**What is required:** Which of the lines in the listing that follows hold "Suppress"? Pull each one out.

*** Extracted data Section Begins ***

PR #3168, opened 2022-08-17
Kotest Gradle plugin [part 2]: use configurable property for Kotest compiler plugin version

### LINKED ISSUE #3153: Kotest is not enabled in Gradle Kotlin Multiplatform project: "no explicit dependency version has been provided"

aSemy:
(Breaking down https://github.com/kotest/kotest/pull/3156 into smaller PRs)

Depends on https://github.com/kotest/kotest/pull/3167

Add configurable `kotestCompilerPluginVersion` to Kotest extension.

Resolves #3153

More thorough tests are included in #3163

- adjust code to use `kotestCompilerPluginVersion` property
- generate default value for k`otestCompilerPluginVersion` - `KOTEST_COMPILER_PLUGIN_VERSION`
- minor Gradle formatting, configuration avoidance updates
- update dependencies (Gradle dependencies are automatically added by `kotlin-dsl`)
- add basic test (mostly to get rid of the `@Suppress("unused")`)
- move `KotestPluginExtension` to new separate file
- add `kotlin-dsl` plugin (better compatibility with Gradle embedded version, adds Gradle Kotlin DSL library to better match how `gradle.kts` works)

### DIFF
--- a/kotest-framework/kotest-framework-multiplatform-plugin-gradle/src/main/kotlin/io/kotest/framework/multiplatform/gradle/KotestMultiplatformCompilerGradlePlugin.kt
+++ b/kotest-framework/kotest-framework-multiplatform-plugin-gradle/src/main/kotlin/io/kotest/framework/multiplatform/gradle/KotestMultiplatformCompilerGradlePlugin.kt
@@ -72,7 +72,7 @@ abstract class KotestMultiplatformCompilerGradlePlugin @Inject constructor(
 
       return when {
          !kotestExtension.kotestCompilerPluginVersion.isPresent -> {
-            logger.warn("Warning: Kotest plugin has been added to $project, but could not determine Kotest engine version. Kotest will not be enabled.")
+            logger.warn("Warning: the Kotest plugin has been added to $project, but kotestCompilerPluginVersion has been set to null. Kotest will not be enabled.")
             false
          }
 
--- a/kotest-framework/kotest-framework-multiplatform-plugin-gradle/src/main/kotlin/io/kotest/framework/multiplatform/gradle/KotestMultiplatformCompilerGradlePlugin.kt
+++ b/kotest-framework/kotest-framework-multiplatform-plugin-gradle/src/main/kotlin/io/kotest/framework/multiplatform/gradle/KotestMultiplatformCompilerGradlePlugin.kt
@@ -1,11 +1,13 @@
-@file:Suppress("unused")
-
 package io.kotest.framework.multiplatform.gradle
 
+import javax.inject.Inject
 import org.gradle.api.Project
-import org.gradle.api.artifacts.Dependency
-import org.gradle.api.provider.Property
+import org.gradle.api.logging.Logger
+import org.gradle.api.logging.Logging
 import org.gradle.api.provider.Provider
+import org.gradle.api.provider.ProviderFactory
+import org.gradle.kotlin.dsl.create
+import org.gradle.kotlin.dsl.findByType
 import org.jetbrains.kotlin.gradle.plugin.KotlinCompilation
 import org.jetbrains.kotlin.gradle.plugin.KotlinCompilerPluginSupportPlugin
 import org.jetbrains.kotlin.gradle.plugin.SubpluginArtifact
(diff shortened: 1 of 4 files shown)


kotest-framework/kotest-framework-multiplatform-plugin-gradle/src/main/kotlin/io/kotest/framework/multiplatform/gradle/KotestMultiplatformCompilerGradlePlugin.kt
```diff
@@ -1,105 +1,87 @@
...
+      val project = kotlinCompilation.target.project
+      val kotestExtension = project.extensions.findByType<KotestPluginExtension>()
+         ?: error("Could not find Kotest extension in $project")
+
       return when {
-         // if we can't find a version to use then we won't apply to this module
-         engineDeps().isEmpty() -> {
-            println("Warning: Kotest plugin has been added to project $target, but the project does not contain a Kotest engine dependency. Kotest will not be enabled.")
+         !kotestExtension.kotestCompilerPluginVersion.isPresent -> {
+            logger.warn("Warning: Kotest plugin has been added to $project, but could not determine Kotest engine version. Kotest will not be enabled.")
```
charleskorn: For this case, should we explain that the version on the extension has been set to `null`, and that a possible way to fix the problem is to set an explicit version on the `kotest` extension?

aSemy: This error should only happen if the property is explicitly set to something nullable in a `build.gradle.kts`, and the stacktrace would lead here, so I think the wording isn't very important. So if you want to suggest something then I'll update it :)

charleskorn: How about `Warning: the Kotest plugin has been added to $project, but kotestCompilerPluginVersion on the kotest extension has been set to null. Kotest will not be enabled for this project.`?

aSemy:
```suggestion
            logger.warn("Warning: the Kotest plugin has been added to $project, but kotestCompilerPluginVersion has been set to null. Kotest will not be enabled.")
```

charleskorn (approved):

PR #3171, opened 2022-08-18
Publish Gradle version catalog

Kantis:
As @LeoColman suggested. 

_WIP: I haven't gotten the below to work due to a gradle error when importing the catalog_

*** Extracted data Section Ends ***

**Solution to this exercise:**
- add basic test (mostly to get rid of the `@Suppress("unused")`)
-@file:Suppress("unused")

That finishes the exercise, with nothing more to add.